Better way to do this dict comprehesion

[MRAB]

On 2017-03-08 02:37, Chris Angelico wrote:
> On Wed, Mar 8, 2017 at 1:28 PM, Sayth Renshaw <flebber.crue at gmail.com> wrote:
>> I have got this dictionary comprehension and it works but how can I do it better?
>>
>> from collections import Counter
>>
>> def find_it(seq):
>>      counts = dict(Counter(seq))
>>      a = [(k, v) for k,v in counts.items() if v % 3 == 0]
>>      return a[0][0]
>>
>> test_seq = [20,1,-1,2,-2,3,3,5,5,1,2,4,20,4,-1,-2,5]
>>
>> so this returns 5 which is great and the point of the problem I was doing.
>>
>> Can also do it like this
>> def find_it(seq):
>>      counts = dict(Counter(seq))
>>      a = [(k) for k,v in counts.items() if v % 3 == 0]
>>      return a[0]
>>
>> But the given problem states there will always only be one number appearing an odd number of times given that is there a neater way to get the answer?
>
> Take a step back for a moment.

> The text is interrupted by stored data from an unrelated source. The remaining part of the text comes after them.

PR #56, opened 2023-03-09
add batch count to the menu

m957ymj75urz:
Screenshot_20230309_180455

Allows user to specify the number of batches to queue instead of click spamming the queue button.

### DIFF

Are you trying to find something that
> appears an odd number of times, or a number of times that counts by
> three? First figure that out, THEN see if there's a better way to do
> what you're doing.
>
> To find an unpaired number in linear time with minimal space, try
> stepping through the list and either adding to a set or removing from
> it. At the end, your set should contain exactly one element. I'll let
> you write the actual code :)
>
Using Counter seems like a simpler way to me. I wouldn't bother about 
other ways unless that way wasn't "good enough" for some reason.